On Language Servers: Interview with Martin Lippert


Martin Lippert's talk, Implementing Language Servers - the Good, the Bad, the Ugly is an early pick. Martin gives us his thoughts on why language servers are important, what the challenges are and what the future might look like for the technology.

Martin Lippert



Q: Language servers have been called a conceptual breakthrough. What in your opinion has come together to make it possible now?

A: The architecture behind language servers, mostly the language server protocol, hits a sweet spot. Language and framework providers can now, for the first time, focus on their language or their framework, instead of dealing with the numerous proprietary extension APIs of all the various IDEs and editors out there in the world. They can implement language tooling in the language of their choice, using libraries of their choice, and re-using the compiler technology of their choice - and all that in an editor- or IDE-agnostic way. They can do the job once instead of re-Implementing everything for each IDE they want to provide language tooling for. That is a huge step forward.

On the other side of the equation, people working on IDEs and code editors don’t need to think about individual languages anymore. They can focus on the user experience while editing code and let other people do the work for individual languages and frameworks.

In the end this makes up a powerful matrix of IDEs/editors and language servers which can all be combined independently of each other. It's a very powerful approach, especially since developers use a larger variety of languages and tools than ever before.


Q: What have been some of the challenges working with this innovative technology?

A: The devil is in the details - as always. The language server protocol defines the basic structure and semantics of the messages that the client (the IDE or the code editor) exchanges with the server (the language server). And both sides need to have the same understanding about those messages and need to deal with them in the same way. Otherwise the advantage of implementing a language server that can be used out of the box with various clients is gone. At the moment the client implementations (as well as existing language servers) vary greatly in those details.

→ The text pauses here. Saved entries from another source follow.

Issue #2300, opened 2025-05-22
How are "tops" of tables defined?


peter-n-jansson:
When defining stage-discharge relations for tabulated rating curves, there is some unclarity on how the tops of tables are defined. For example, here, I would like the max gate capacity to be 2076.5 but was told to add an incremental increase 2017.51 so the value can be extrapolated properly. Is this necessary? 

 **Proposal:** in the documentation, provide explicit instructions on how to define different types of "tops" for such tables, typically for gates/trc:
- stable top: is the increment necessary?
- finite top: what if the gate closes after a certain level is reached?
- extrapolating top 

Another question: in RIBASIM 7, the final entry in the stage-discharge tables for gates tend to be -1. This was apparently common practice, that users interpreted to signify the end data entry. But what does the -1 entry actually do, and is that functionality worth bringing forth to the new ribasim?

![Image](https://github.com/user-attachments/assets/4aefbc13-5716-4128-aaed-f740dd823097)

SouthEndMusic:
@visr we could also as a follow-up of https://github.com/Deltares/Ribasim/issues/2281 add some extrapolation configuration. That wouldn't add any latency because the extrapolation type is not part of the type parameters.

visr:
@SouthEndMusic let's keep that one in the pocket for now unless we see more people finding it confusing.

@peter-n-jansson I forgot to mention about the -1, that is just a way for users to tell it is the end of the relation, because the relation was a fixed length array. We don't use fixed length relations.

peter-n-jansson:
> By the way also feel free to just click the pencil in https://github.com/Deltares/Ribasim/blob/main/docs/reference/node/tabulated-rating-curve.qmd and start adding or modifying things that you find confusing.


Just made some amendments to clarify

peter-n-jansson:
Strange, I made two merge requests with separate edits using the pencil tool. But I don't see it on the history. I'll make them again on a fork and send a pull request

peter-n-jansson:
![Image](https://github.com/user-attachments/assets/25444d2e-3e04-4b90-8b51-ee980f38919c)

Now in pull request #2346. Apparently pending review. If there's a (rookie) mistake somewhere, let me know!

PR #2346, opened 2025-06-04
Adjustments to the tabulated rating curve

peter-n-jansson:
As discussed on issue #2300


visr (approved):
Thanks for your contribution. It agree it is a good idea to add the example of capping the flow rate and the hint on circumventing decreasing flow rates.

I looked at the whole section a bit and decided it needed some restructuring (already before this PR). So I added that here, please have a look if you agree with this. We had some discussion of the interpolation spread over two sections with two different example Q(h) relations. I now moved this all to the interpolation section and switched to one example.

PR #2347, opened 2025-06-04
Simplify exact integration

SouthEndMusic:
I committed these changes directly to main by mistake. Please have a look at the first 2 commits shown below.

These changes make sure that there is a single source of truth for exact integration, before that code was found both in `set_current_basin_properties!` to compute the exact integrations up to the `t` at which the RHS is called and in `update_cumulative_flows!` to compute the exact integration up to the end of the latest successful timestep.


visr (approved):
Looks good to me! Can be closed :)

Issue #2550, opened 2025-08-29
Only load simulation period from timeseries


visr:
When looking into initialization performance in https://github.com/Deltares/Ribasim/pull/2548 I saw that most of the remaining time is spent in Basin / time processing, especially `parse_forcing!` which iterates over the time series groups with `IterTools.groupby`.

Some models are saved with many years worth of forcing, even though we usually only run one year. That should be fine, but it is not very efficient to then load, process and keep all that data in memory. It would be more efficient to filter out the data outside the simulation period during or right after loading.

A naive implementation could be adding this at the end of `load_structvector`:
```jl
    table = StructVector{T}(nt)

    @show length(table)
    # drop all rows that are not in the simulation period, except for padding
    if hasproperty(table, :time) && !isempty(table)
        sort!(table; by = x -> x.time)
        (; time) = table
        i1 = searchsortedlast(time, starttime)
        i2 = searchsortedfirst(time, endtime)
        # adjust if starttime is before the data or endtime is after the data
        i1 = max(i1, 1)
        i2 = min(i2, length(time))
        # this means that there is no data in the requested time range
        table = table[i1:i2]
        # we rely on sorted_table! below to put it back in the correct order
    end
    @show length(table)

    return sorted_table!(table)
```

It is hard to implement a language server that provides the same awesome user experience across all the various clients.

This might be a problem of the early days of this new architecture because most of the client implementations aren’t mature yet. That might improve in the future. But at the moment you really need to test your language server against each IDE/editor individually to make sure everything works as expected. And sometimes you need to deal with differences in the clients via feature flags or behavior flags in the language server. That is somewhat annoying from time to time.


Q: What would you like to see in the medium term that would take the technology to the next level?

A: I think having a broad set of high-quality client implementations that are all on the same level would be a great step forward.

And maybe a unified mechanism to add those language servers to an existing client would be great. At the moment you have to implement the client-side extension manually and for each client individually. This isn’t a lot of code, but you still have to deal with different extension mechanisms.

And it will be interesting to see how people exchange information along different languages servers or whether they will remain totally isolated from each other. I can see meaningful arguments for both sides.


Q: How do you think Language Servers and the Language Server market will look in 3 years?

A: I expect that all major IDEs and editors will support the language server protocol out-of-the-box. I also expect that most language providers will provide language server implementations for their languages out-of-the-box.


Q: What message do you think is most important here for EclipseCon attendees? 

A: One of the most important messages for attendees at EclipseCon with regards to language servers is: if you want to support a language or a framework, a language server IS THE WAY TO GO. The days of hacking your parser, builder, content-assist, and refactoring directly into Eclipse are over.